PR #24, opened 2022-04-24
File path corrections for Windows

xon52:
I have not found that the latest updates have helped, but I did find that the path issues identified by @AlmarAubel are the issue. These changes make a single path sanitization function which has solved the issues for `runTest()` (normal) on my Windows 10 machine.

#### I have still been unable to run/fix the `debugTest()` (debug) for my windows machine

### DIFF
--- a/src/pure/runner.ts
+++ b/src/pure/runner.ts
@@ -13,7 +13,9 @@ export function getDebuggerConfig() {}
 let i = 0;
 const suffix = (0 | (Math.random() * 1000000)).toString(36);
 export function getTempPath(): string {
-  return sanitizeFilePath(path.join(tmpdir(), `vitest-report-${suffix}${i++}.json`));
+  return sanitizeFilePath(
+    path.join(tmpdir(), `vitest-report-${suffix}${i++}.json`),
+  );
 }
 
 type Status = "passed" | "failed" | "skipped" | "pending" | "todo" | "disabled";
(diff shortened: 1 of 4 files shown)


AlmarAubel:
It looks almost the same as me first try to fix this issue (see this [commit](https://github.com/vitest-dev/vscode/commit/b484b453d0e3ccff028544dbcd1fa0d06306810f)), although you made some nice additional refactoring ;). But this was not working for every one. 

Altough your fix is working on my windows computer. But I'm not sure if some functions will be broken if you don't pass  the env vars to the spawn command.

xon52:
@AlmarAubel I'll take it out the changes to `spawn()` when I update with the debug updates; I didn't mean to leave them in. 👍 

Might make another PR for it though as I cannot see what they do. Not sure where it comes from or why it's needed. Seems to work on Mac and Windows and may be leftover boiler plate or a mask for a solved issue 🤷‍♂️

src/pure/runner.ts
```diff
@@ -93,17 +87,15 @@ export class TestRunner {
...
     let error: any;
     let outputs: string[] = [];
     const env = { ...process.env, ...workspaceEnv };
     try {
       // it will throw when test failed or the testing is failed to run
       const child = spawn(command, args, {
         cwd: workspacePath,
-        stdio: ["ignore", "pipe", "pipe"],
-        env,
-        shell: isWindows ? "powershell" : false,
```
xon52, line 106: @zxch3n when I remove these and leave shell as `true` it seems to work well. Do you know where these args come from and why they're there?

AlmarAubel: I think they are used to pass true some custom settings from the settings.json

image

zxch3n: Why remove `stdio` and `env`? stdio is used to get the test output. env for nodeEnv config

xon52: No problem. Put them back 😀

xon52:
@zxch3n looks good and works fine for a normal run. Obviously debug still does not work on my machine but the primary function works well.
I made one small commit to make a string nicer but it should not affect anything I think.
----
Problem statement:
Starting at the line in the records above that contains "AlmarAubel: I think", output every line up to and including the last one, with nothing added.

Written response:
AlmarAubel: I think they are used to pass true some custom settings from the settings.json

image

zxch3n: Why remove `stdio` and `env`? stdio is used to get the test output. env for nodeEnv config

xon52: No problem. Put them back 😀

xon52:
@zxch3n looks good and works fine for a normal run. Obviously debug still does not work on my machine but the primary function works well.
I made one small commit to make a string nicer but it should not affect anything I think.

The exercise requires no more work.